Hi.

On Sat 2003-01-25 at 20:29:10 -0700, [EMAIL PROTECTED] wrote:
> Is it possible to use dd to burn a CD without using cdrecord?

No. AFAIK, there are special (SCSI) commands involved when writing to
a CD-R. Even if your /dev/scd0 device driver (or whatever) would
create the needed commands, you will still lack things like the TOC,
etc.

> Does an iso need to be made first when using dd?

(Since using dd for burning itself makes no sense, I reinterpret the
question for cdrecord.) Well, that depends on what you want to use as
your source. Usually you want as end result on the CD to have a
iso9660 filesystem, if you are going to write a data CD. An "iso" is
nothing else than a file containing such a filesystem. You can easily
see that by mounting that file:

  mount -oloop /path/to/somefile.iso /mnt/cdrom

cdrecord is only the tool to write such an prepared iso9660
filesystem-in-a-file, aka iso image, to the CD-R. In fact, cdrecord
happily burns any image file, even containing complete garbage, to the
CD-R. Reasonable images, which are *not* iso9660 are e.g. music CDs
and VCD. It is an unfortunate misnomer that it got common to call any
image for burning ISO, although technically only images with iso9660
filesystem make sense to be called this way.

In short: cdrecord expect some image file with reasonable content.
That can either be some existing image file (which you downloaded or
whatever), or you have to use a tool to create the image. For data CDs
that tool is makeisofs.

> What would the dd syntax be to go from the directory to the CD

I understand that you want to burn the content of some directory, so
that a copy of that directory is on CD-R afterwards? You have to use
mkisofs.

  mkisofs -J -f -l -r /path/to/dir | cdrecord -pad- eject -v

Important: Only use the pipe(|) if your computer is fast or your have
a good burner which handles buffer-underruns gracefully.
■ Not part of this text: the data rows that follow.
PR #10908, opened 2015-04-15
Brackets Box/Flex CSS Update

puzzledShark:
Presently brackets is using an outdated version of flex, due to this the sidebar is not rendered properly within firefox.

Refer to: https://github.com/humphd/brackets/issues/180 for more information on this issue/fix explaination

### DIFF
--- a/src/htmlContent/extension-manager-dialog.html
+++ b/src/htmlContent/extension-manager-dialog.html
@@ -2,11 +2,11 @@
     <div class="modal-header">
         <ul class="nav nav-tabs no-focus">
             {{#showRegistry}}
-                <li><a href="#registry" class="registry" data-toggle="tab"><img src="styles/images/extension-manager-registry.svg"/><br/>{{Strings.EXTENSIONS_AVAILABLE_TITLE}}</a></li>
-                <li><a href="#themes" class="themes" data-toggle="tab"><img src="styles/images/themes-icon.svg"/><br/>{{Strings.EXTENSIONS_THEMES_TITLE}}</a></li>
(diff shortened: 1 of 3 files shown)


abose:
@KeniMorri it looks like you have not signed the [BRACKETS CONTRIBUTOR LICENSE AND DISTRIBUTION AGREEMENT](http://dev.brackets.io/brackets-contributor-license-agreement.html )

le717:
I'd recommend holding off on merging this until Linux gets CEF 2721 so nothing breaks on that platform (and I think I heard something about that possibly happening in 1.4?).

peterflynn:
Earlier, flexbox caused us some very bad performance issues.  We should check:

a) whether this PR causes any performance regressions
b) whether this PR causes any performance _improvements_ (maybe newer syntax uses a newer, faster impl under the hood) -- and if so, is it safe to start using flexbox more widely in the Brackets UI after this?

KeniMorri:
Updated because I forgot to include prefixes for safari
@abose my bad, I've signed it now

abose:
Marking this for 1.4, will update if there is any performance issues as peter pointed out.

abose:
I see that there is an overlap in hte project tree rendering.
image

redmunds:
@abose I just ran into this problem on an internal project (so I can't post any links). The solution for my particular case was to specify the `min-height` as the `flex-basis` parameter instead of `auto`, which is what Brackets appears to be doing -- see the `.flex-item()` mixin.

abose:
Thanks @redmunds . 
Waiting for PR to be updated with the fix.

PR #10912, opened 2015-04-15
Health Report UX improvements

peterflynn:
This is a superset of #10887.  @prksingh sorry, I hope this doesn't step on anything you'd already started writing... I set out to just tweak the strings & CSS, and this sort of snowballed after that :-P  I tried to split this cleanly into separate commits, so if you really wanted to take only the visual changes I think you could do that.

Here are the differences from 10887:
- Don't send data 30 until minutes after showing the popup, regardless of how quickly the user closes it - this gives users time to read more and opt out if desired, even if they close the popup before changing the pref.
  - Note: I took this opportunity to simplify the send-time calculations a bit by changing viewstate from "last time sent" to "next to to send."
- Tighten wording in Health Data notification popup (ran this by @ryanstewart & @njx for feedback)
- Add similar wording for context to Health Data preferences/preview dialog
- Show full preferences dialog when Help menu item is invoked, even if user is currently opted out (it's actually impossible to opt back in if we showed the popup instead, as 10887 does)
- Improve popup layout & show/hide animation
- Add tooltips to links in popup & dialog
- Fix bug with popup placement on Linux (due to HTML menu bar)
- Remove unused `HealthDataNotification.showDialogHealthDataNotification()` and change unit test to check notification popup instead
- Small refactorings: rename ExtensionManager flag for clarity; use ExtensionManager constant instead of duplicating string literal; share link-tooltip code better.


peterflynn:
Here's what the UI looks like now with this PR:

screen shot 2015-04-15 at 4 40 58 pm

screen shot 2015-04-15 at 4 41 37 pm

peterflynn:
@prksingh et al: regardless of whether we merge this or some other variation of PR #10887, we should probably do another test pass on this feature overall since the notification & the data-send timing is changing significantly from how it used to behave.  (I tested this a bunch locally of course, but it's important to have a 2nd set of eyes).

prksingh:
This looks good @peterflynn Thanks for the UI tweaks! I will take another look at this later and merge this.

@prafulVaishnav Can you also have a look at the changes?

prafulVaishnav:
@peterflynn If user have opt-out then we should not be showing the health data preview as in that case we will not be logging/sending anything. Instead we should show the preference dialog where he can opt-in.

peterflynn:
@prafulVaishnav That change is by design -- if the user has opted out, it's still useful for them to be able to see what data _would_ be sent if they were to opt back in.  Maybe they'll decide it's not so scary after all, for example :-)  The UI is now unified: the dialog contains both the preference and the preview.

prafulVaishnav:
@peterflynn @nethip We had some discussion on it based on which we decided to keep different dialog box for preference(to opt-in) and preview(containing option to opt-out) Previewing the data on opt-out will give the feeling to the user that we are still tracking the data which we aren't. At some later stage, we will be logging more data like user events, workflows, etc.

peterflynn:
It seem important for people to be able to see the data and then decide if they're ok with sending it.  The Firefox one works this way too.  Given that the checkbox is right there, do you think people would really misunderstand?  @ryanstewart, thoughts?

nethip:
@peterflynn I think people would have more confidence when we show them a dialog saying we are not tracking your data anymore as you have opted out against showing them the data even they have opted out. Talking about the Firefox model, I personally would feel a little odd to see the tracking data though I have opted out of it.

peterflynn:
One of the points of the Firefox Health Report -- and hopefully here too -- is that the data can benefit the user directly by showing them stats about their performance, average project size, etc.  So you don't want to refuse the user access to their own data just because they've opted out of sharing it with others.  This is also useful for field diagnostics -- e.g. if a user complains Brackets is running slow, we could ask them to check the Health Report dialog and see if the projects they tend to edit are unusually large, etc.

What about having the string vary depending on opt-in state?  E.g. when opted out, it could say something like: "Below is a preview of the data that _would_ be sent in your next Health Report if enabled (sharing your Health Report is currently disabled)."

nethip:
@peterflynn Yeah I am OK with the changing of the wording. We need to clearly distinguish between diagnostic data and tracking data. I am in for showing the former in case I opt out. 

I can compare this to be a browser cookie just waiting to be used.

nethip:
That being said I am fine if we can express the same with good wording.

src/extensibility/ExtensionManager.js
```diff
@@ -789,7 +789,7 @@ define(function (require, exports, module) {
     exports.updateExtensions        = updateExtensions;
     exports.getAvailableUpdates     = getAvailableUpdates;
     exports.cleanAvailableUpdates   = cleanAvailableUpdates;
-    exports.isRegistryObjectUpdated = false;
+    exports.hasDownloadedRegistry = false;
```
MarcelGerber: nit: indentation.
Also, a newline before this line would separate the functions above and this state variable even more.

src/widgets/Dialogs.js
```diff
@@ -413,6 +413,26 @@ define(function (require, exports, module) {
...
+        if (elementOrDialog.getElement) {
+            $element = elementOrDialog.getElement().find(".dialog-message");
+        } else {
+            $element = elementOrDialog;
+        }
+        $element.find("a").each(function (index, elem) {
+            var $elem = $(elem);
+            var url = $elem.attr("href");
+            if (url && url !== "#") {
+                $elem.attr("title", url);
```
MarcelGerber: Maybe you should make sure the element doesn't have a title yet.

peterflynn:
@nethip Ok, I'll push up the dynamic wording changes tonight.

src/extensions/default/HealthData/HealthDataPopup.js
```diff
@@ -0,0 +1,84 @@
+/*
```
prafulVaishnav: Later we may want to generalize this for the popup other than HealthDataNotification.

peterflynn:
@nethip It felt weird having the wording jump around as the checkbox is toggled, so I went with a more static set of wording that emphasizes the previewed data isn't sent if you've opted out:

screen shot 2015-04-16 at 11 49 25 pm

(this also simplifies the checkbox label itself, after some discussion with NJ & @ryanstewart)

@MarcelGerber Thanks for the feedback -- changes pushed to fix those nits too

@prafulVaishnav I agree we may want a more generalized Brackets notification UI widget in the future.  Are you ok with waiting until a future PR to generalize this, though?  It's good to have more concrete use cases in mind before generalizing anyway...

prafulVaishnav:
@peterflynn Yes in future we will take care of generalizing it. Thanks a lot Peter. Merging this.

PR #10914, opened 2015-04-16
Codefolding linefolds syncing fixes

thehogfather:
This PR addresses some inconsistencies with updating the folded states in the folds cache when lines are removed and added.
cc @abose @peterflynn please review and test.


abose:
Thanks @thehogfather for the quick fix. Will test and update.

abose:
It looks very stable now, all the cases mentioned in the original bug and comments are now working fine.
All the unit tests are alo passing (exept the 3 pending quick edit ones which we are working on actively to fix.)

abose:
Thanks, Hog father, It works well now in my day of testing

Issue #10869, opened 2015-04-10
Bucket code folding states by project in state.json instead of dumping every thing into one bucket.


abose:
rather than dumping folding state for all files together in one map, it might make sense to bucket it by project, like we do for other similar prefs like the scroll position & selection state of editors.

MainViewManager has an example of how to do that:

            context = { location : { scope: "user",
                                     layer: "project" } },
            state = PreferencesManager.getViewState(PREFS_NAME, context);
and

            context         = { location : { scope: "user",
                                         layer: "project",
                                         layerID: projectRoot.fullPath } },
        ...
        PreferencesManager.setViewState(PREFS_NAME, state, context);
Add a line note

peterflynn:
Nominating for 1.3 because it would be a pain to change this later...

abose:
PR merged, So closing the issue.

PR #10919, opened 2015-04-17
Store code-folding view state in project-specific buckets

peterflynn:
Store code-folding view state in project-specific buckets for cleaner organization. If we later offer a way for users to delete stored data for a project, this ensures code folding data will be cleaned up along with
everything else. (This is also how we store Quick Edit expand/collapse state, which is very similar).

I suggested this originally in https://github.com/adobe/brackets/pull/10850#discussion_r28110431.  It's not super critical, but it will be much easier to do now (before code folding initially ships) -- if we did this later, we'd have to write and test additional preferences migration code.

@thehogfather does this look ok to you?

### DIFF
--- a/src/extensions/default/CodeFolding/Prefs.js
+++ b/src/extensions/default/CodeFolding/Prefs.js
@@ -8,9 +8,11 @@
 /*global define, brackets*/
 define(function (require, exports, module) {
     "use strict";
-    var PreferencesManager          = brackets.getModule("preferences/PreferencesManager"),
+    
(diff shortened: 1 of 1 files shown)


abose:
#10869 will be fixed by this change list. Testing the changes as this would be good to go in today's prerelease.

abose:
Thanks for submitting this fix @peterflynn. The state.json has the fold stated bucketed in the project prefs now, Also all the unit tests are passing. Also the fold states are persisted across project switch and brackets restart.
Merging .

thehogfather:
looks great :+1:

There is no way doing this via dd except if the source is already an
iso9960 image, e.g. either a file or a CD in another drive. To copy a
CD in your CD-ROM drive you could use

  dd if=/dev/cdrom bs=1M | cdrecord -pad -eject -v

Theoretically you could skip dd and redirect the input of cdrecord
(cdrecord -pad -eject -v </dev/cdrom), but cdrecord will exit with an
error when the end of /dev/cdrom is reached, not fixating the disk
(although it works to fixate the disk by aftwards with cdrecord -fix).

> or from the iso to the CD, whichever is the most appropriate?

If you already have an iso, simply use

  cdrecord -pad -eject -v /path/to/somefile.iso

HTH,

        Benjamin.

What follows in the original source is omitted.